Each line in the records below, from the one that contains "PR #364, opened 2018-04-10" to the one that contains "Looks good to", should be reproduced exactly, the first and last included.

*** Block opens ***

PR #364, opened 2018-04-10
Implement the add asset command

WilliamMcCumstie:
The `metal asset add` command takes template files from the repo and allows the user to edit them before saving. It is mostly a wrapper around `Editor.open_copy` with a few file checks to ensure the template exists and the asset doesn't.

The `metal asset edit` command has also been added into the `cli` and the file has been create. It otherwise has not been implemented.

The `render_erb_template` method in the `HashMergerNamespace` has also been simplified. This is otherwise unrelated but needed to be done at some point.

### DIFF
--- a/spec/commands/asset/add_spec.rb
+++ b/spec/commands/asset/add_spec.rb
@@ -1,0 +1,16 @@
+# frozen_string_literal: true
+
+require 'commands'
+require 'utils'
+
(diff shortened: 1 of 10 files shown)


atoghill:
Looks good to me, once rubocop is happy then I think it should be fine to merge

*** Block closes ***
*** Block opens ***

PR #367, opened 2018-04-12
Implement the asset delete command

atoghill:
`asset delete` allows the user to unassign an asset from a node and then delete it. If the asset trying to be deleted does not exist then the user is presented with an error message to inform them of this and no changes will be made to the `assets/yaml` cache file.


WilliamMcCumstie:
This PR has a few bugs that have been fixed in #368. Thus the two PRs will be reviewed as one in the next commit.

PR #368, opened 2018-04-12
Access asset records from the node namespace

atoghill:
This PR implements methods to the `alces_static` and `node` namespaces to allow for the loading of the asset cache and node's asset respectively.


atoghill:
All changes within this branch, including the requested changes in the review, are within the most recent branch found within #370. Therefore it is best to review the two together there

*** Block closes ***
*** Block opens ***

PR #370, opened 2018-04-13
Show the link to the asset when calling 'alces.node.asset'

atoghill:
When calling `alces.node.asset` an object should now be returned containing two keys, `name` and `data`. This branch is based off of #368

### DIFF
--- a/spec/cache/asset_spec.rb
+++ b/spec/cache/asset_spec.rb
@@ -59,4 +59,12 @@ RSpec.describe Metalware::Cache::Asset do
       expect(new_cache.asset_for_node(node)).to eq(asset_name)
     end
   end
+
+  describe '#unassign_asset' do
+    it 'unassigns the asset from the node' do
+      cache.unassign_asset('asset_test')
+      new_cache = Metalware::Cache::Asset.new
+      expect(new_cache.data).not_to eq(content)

*** Block closes ***

#### [Response to the task]
PR #364, opened 2018-04-10
Implement the add asset command

WilliamMcCumstie:
The `metal asset add` command takes template files from the repo and allows the user to edit them before saving. It is mostly a wrapper around `Editor.open_copy` with a few file checks to ensure the template exists and the asset doesn't.

The `metal asset edit` command has also been added into the `cli` and the file has been create. It otherwise has not been implemented.

The `render_erb_template` method in the `HashMergerNamespace` has also been simplified. This is otherwise unrelated but needed to be done at some point.

### DIFF
--- a/spec/commands/asset/add_spec.rb
+++ b/spec/commands/asset/add_spec.rb
@@ -1,0 +1,16 @@
+# frozen_string_literal: true
+
+require 'commands'
+require 'utils'
+
(diff shortened: 1 of 10 files shown)


atoghill:
Looks good to me, once rubocop is happy then I think it should be fine to merge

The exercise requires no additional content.